Monday, October 29, 2012

[134] 18th-century instruments featured in Oct. 29 trio concert at MTSU

FOR RELEASE: Oct. 26, 2012
EDITORIAL CONTACT: Tim Musselman, or 615-898-2493

MURFREESBORO The music of Haydn, Mozart and Beethoven will be featured on the instruments of the composers’ own classical period in a free public concert set for 7:30 p.m. Monday, Oct. 29, in Hinton Music Hall inside MTSU’s Wright Music Building.

“The instruments that we know today were altered significantly in the 19th century,” said Dr. George T. Riordan, director of the MTSU School of Music.

“Our artists will be recreating the style that the composers would have expected so the music may be heard in all its original color and clarity.”

One of the instruments featured in the concert will be the fortepiano, the late 18th-century forerunner of the modern piano. MTSU music faculty member Lillian Pearson will perform on this instrument, which was acquired a year ago by the School of Music.

Riordan noted that unlike later pianos with cast-iron frames built from the mid-19th century onwards, the fortepiano has an interior wooden frame and a simpler action. That creates a tone that is lighter and softer than its more familiar modern counterparts, he said.

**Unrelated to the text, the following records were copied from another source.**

PR #1218, opened 2019-05-03
Allow custom property definition in Swift

Ecarrion:
## Summary

This PR aims to allow `quicktype-core` users to add custom class property definitions to generated swift code, giving users the ability to add features such as default values.

## Implementation Details

I've extracted the property generation logic(only for non-dense mode) that was inside the `renderClassDefinition` method to expose it in a new protected method called `propertyLinesDefinition`.

## Usage

```typescript
class CustomRenderer extends SwiftRenderer {
    protected propertyLinesDefinition(name: Name, parameter: ClassProperty): Sourcelike {
        
        // Get the code for original property definition
        const originalDefinition = super.propertyLinesDefinition(name, parameter);

        // Return a modified version if required
        return [originalDefinition, " = ",  "Some Value"];
    }
}
```

### DIFF
--- a/src/quicktype-core/language/Swift.ts
+++ b/src/quicktype-core/language/Swift.ts
@@ -558,6 +558,10 @@ export class SwiftRenderer extends ConvenienceRenderer {
             : this._options.accessLevel + " ";
     }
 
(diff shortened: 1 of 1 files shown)


schani:
Great, thank you! :-)

PR #1229, opened 2019-05-15
Fix source URLs CLI option

### LINKED ISSUE #1228: Source URLs CLI option not being observed
I like the idea of creating a JSON file with a list of schema URLs to generate. However I observed that the `--src-urls` CLI option simply doesn't work today.

On closer inspection, I can see that the option is being lost after parsing arguments.

I will have a PR open for this shortly.

benquarmby:
Resolves #1228

### DIFF
--- a/src/cli/index.ts
+++ b/src/cli/index.ts
@@ -267,6 +267,7 @@ function inferCLIOptions(opts: Partial<CLIOptions>, targetLanguage: TargetLangua
     /* tslint:disable:strict-boolean-expressions */
     const options: CLIOptions = {
         src: opts.src || [],
+        srcUrls: opts.srcUrls,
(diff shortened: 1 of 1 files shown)


src/cli/index.ts
```diff
@@ -267,6 +267,7 @@ function inferCLIOptions(opts: Partial<CLIOptions>, targetLanguage: TargetLangua
     /* tslint:disable:strict-boolean-expressions */
     const options: CLIOptions = {
         src: opts.src || [],
+        srcUrls: opts.srcUrls,
```
benquarmby: Tiny change. It was being parsed correctly, but not assigned to the new `options` object.

schani:
Thank you!

PR #1231, opened 2019-05-15
Observe HTTP headers for all requests

### LINKED ISSUE #1230: Observe HTTP header option for all requests
The existing `--http-header` option is currently restricted to GraphQL introspection, but it would be useful for any HTTP request quicktype makes. For example, requesting raw JSON schema from a private GitHub repository (requiring an `Authorization: token X` header).

While it might be nice to specify exactly which requests get headers and which do not, the configuration overhead would be significant. I recommend attaching specified HTTP headers to all requests.

I will have a PR up for this shortly.

benquarmby:
Resolves #1230

### DIFF
--- a/src/cli/NodeIO.ts
+++ b/src/cli/NodeIO.ts
@@ -3,18 +3,49 @@ import { Readable } from "stream";
 
 import { getStream } from "./get-stream";
 
-import { messageError, JSONSchemaStore, JSONSchema, parseJSON } from "../quicktype-core";
+import { messageError, JSONSchemaStore, JSONSchema, parseJSON, panic } from "../quicktype-core";
 
 // The typings for this module are screwy
 const isURL = require("is-url");
 const fetch = require("node-fetch");
 
-export async function readableFromFileOrURL(fileOrURL: string): Promise<Readable> {
+interface HttpHeaders {
+    [key: string]: string;
+}
+
+function parseHeaders(httpHeaders?: string[]): HttpHeaders {
+    if (!Array.isArray(httpHeaders)) {
+        return {};
+    }
+
+    return httpHeaders.reduce(
+        function(result: HttpHeaders, httpHeader: string) {
+            if (httpHeader !== undefined && httpHeader.length > 0) {
+                const split = httpHeader.indexOf(":");
+
+                if (split < 0) {
+                    return panic(`Could not parse HTTP header "${httpHeader}".`);
+                }
+
+                const key = httpHeader.slice(0, split).trim();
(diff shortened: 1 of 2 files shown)


src/quicktype-core/input/JSONSchemaStore.ts
```diff
@@ -3,6 +3,8 @@ import { StringMap, assert } from "../support/Support";
 export type JSONSchema = StringMap | boolean;
 
 export abstract class JSONSchemaStore {
+    constructor(protected headers?: string[]) {}
```
benquarmby: I could see moving this to the `FetchingJSONSchemaStore` constructor. Might be better there.

benquarmby: Done.

schani:
This is failing TSLint.  The buildkite pipeline is now public - you should be able to see the errors.

benquarmby:
Thanks, will take a look.

src/cli/NodeIO.ts
```diff
@@ -9,12 +9,38 @@ import { messageError, JSONSchemaStore, JSONSchema, parseJSON } from "../quickty
...
+
+function parseHeaders(httpHeaders?: string[]): HttpHeaders {
+    if (!Array.isArray(httpHeaders)) {
+        return {};
+    }
+
+    return httpHeaders.reduce(
+        function (result: HttpHeaders, httpHeader: string) {
+            if (httpHeader !== undefined && httpHeader.length > 0) {
+                const [key, value] = httpHeader.split(":");
```
schani: This will not work if the input string is, say `Header-With-Colons: Foo:Bar:Baz`.  Maybe that's not allowed?

benquarmby: Yes you're right, this is a bit naive. I'll take another crack at making it more robust.

benquarmby: Updated, let me know what you think @schani.

schani: Looks good!

schani:
Sorry, we're having some build server issues at the moment, which might or might not be our fault.

schani:
Thank you!

benquarmby:
🎉 

I'm using this feature from my local build right now. What is the cadence for rolling out updates to NPM?

schani:
The cadence is it was published to NPM 50 minutes ago ;-)

https://www.npmjs.com/package/quicktype

benquarmby:
Booyah! Thank you very much.

PR #1233, opened 2019-05-16
Adds ExplicitCodingkey option to SwiftOptions

Ecarrion:
# Summary

When generating swift code without the `--just-types` option from the schema:
```json
"recipe.visit":{
  "$id":"#/events/recipe.visit",
  "type":"object",
  "description":"When a user successfully views / visits a recipe.",
  "properties":{
    "event":{
      "type":"string",
      "const":"recipe.visit"
    },
    "event_time":{
      "type":"string"
    },
  },
  "required":[
    "event",
    "event_time"
  ]
}
```
The output looks like this:
```swift
public struct RecipeVisit: Codable {
    public let event: String
    public let eventTime: String

        case event = "event"
        case eventTime = "event_time"
    }
}
```

Most of the time this is correct and works fine in swift expect when we specify the `KeyDecodingStrategy.convertFromSnakeCase` in swift's `JSONDecoder` class, which converts the incoming json to `camelCase` and then swift can't match the camel-cassed json to the generated snake-cased `CodingKeys` enum.

This PR aims to solve ☝️by providing the user a way to opt-out from explicit `CodingKeys` values.

# Usage

By running `quicktype` with the `--no-coding-keys` option
```
quicktype -s schema "schema.json" -o out.swift  --no-coding-keys
```

The swift generated code will look like
```swift
public struct RecipeVisit: Codable {
    public let event: String
    public let eventTime: String

        case event
        case eventTime
    }
}
```

Which will work fine with the `KeyDecodingStrategy.convertFromSnakeCase` swift's `JSONDecoder` option

### DIFF
--- a/src/quicktype-core/language/Swift.ts
+++ b/src/quicktype-core/language/Swift.ts
@@ -47,6 +47,7 @@ const MAX_SAMELINE_PROPERTIES = 4;
 export const swiftOptions = {
     justTypes: new BooleanOption("just-types", "Plain types only", false),
     convenienceInitializers: new BooleanOption("initializers", "Generate initializers and mutators", true),
+    explicitCodingKeys: new BooleanOption("coding-keys", "Explicit CodingKey values in Codable types", true),
     urlSession: new BooleanOption("url-session", "URLSession task extensions", false),
     alamofire: new BooleanOption("alamofire", "Alamofire extensions", false),
     namedTypePrefix: new StringOption("type-prefix", "Prefix for type names", "PREFIX", "", "secondary"),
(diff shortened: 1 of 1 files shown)


schani:
I don't understand what you mean by

> swift can't match the camel-cassed json to the generated snake-cased CodingKeys enum

I thought the whole point of the `CodingKeys` enum is to make it so that Swift can match it?

Ecarrion:
> I thought the whole point of the CodingKeys enum is to make it so that Swift can match it?

Yes, in a vanilla environment, that `CodingKey` enum will bridge the snake-cased json to the camel-cased swift file.

But in most projects(like mine 😅) where most of your models aren't auto-generated  you can use the `KeyDecodingStrategy.convertFromSnakeCase` to avoid writing those `CodingKeys` enums manually.
That thing basically turns the snaked-cased input json into a camel_cased json. So if you leave the auto-gen `CodingKeys` enum. Swift will try to find `event_time ` in a json where the field has been converted to `eventTime`.

Makes sense?

schani:
Thanks!

PR #1237, opened 2019-05-19
Multi-file Golang Output

MrRooni:
## Reason to Be

When running quicktype to generate Go code from a directory of schema files the output currently dumps everything into a single `.go` file. This PR breaks each named type out into its own file. 

## CHANGELOG Entry

> [IMPROVED] Generating Go files from a directory of inputs can now output one Go file per schema object.

## Thought Process

After having been through the gauntlet with the Swift renderer, this one came together pretty fast.

## How To Test

```
quicktype . -l Golang -s schema -o .
```

## Possible Impacts

None.

### DIFF
--- a/src/quicktype-core/Renderer.ts
+++ b/src/quicktype-core/Renderer.ts
@@ -149,21 +149,26 @@ export abstract class Renderer {
         this._emitContext.emitItem(item);
     }
 
-    emitItemOnce(item: Sourcelike): void {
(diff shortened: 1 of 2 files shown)


schani:
There are some weird extra newlines in the output.  Make sure you use `ensureBlankLine()`, vs emitting newlines.

MrRooni:
@schani Sorted, nice catch.

schani:
Thank you!

PR #1238, opened 2019-05-20
Multi-file Rust Output

MrRooni:
## Reason to Be

When running quicktype to generate Rust code from a directory of schema files the output currently dumps everything into a single .rs file. This PR breaks each named type out into its own file.

## CHANGELOG Entry

[IMPROVED] Generating Rust files from a directory of inputs can now output one Rust file per schema object.

## Thought Process

After having been through the gauntlet with the Swift renderer and then the Go renderer, this one came together pretty fast.

## How To Test

`quicktype . -l Rust -s schema -o .`

## Possible Impacts

None.


schani:
This seems to add a lot of comments for every emitted type.

MrRooni:
After learning a bit more about how Rust handles files, multi-file output isn't really a good fit for this language right now.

Karen Clarke, a member of the faculty of the Blair School of Music at Vanderbilt University, will perform on a violin from the same time period. Nashville Symphony Orchestra member Christopher Stenstrom will perform on the period cello.

Pearson, Clarke and Stenstrom are also all members of Music City Baroque, Nashville’s period instrument ensemble. 

Music featured in the Oct. 29 concert includes Franz Joseph Haydn’s “Trio in E Major,” Wolfgang Amadeus Mozart’s “Sonata in F Major” and Ludwig van Beethoven’s “Trio in G Major.”
The trio also will perform in Nashville on Sunday, Oct. 28, at 8 p.m. in the Turner Recital Hall at the Blair School of Music.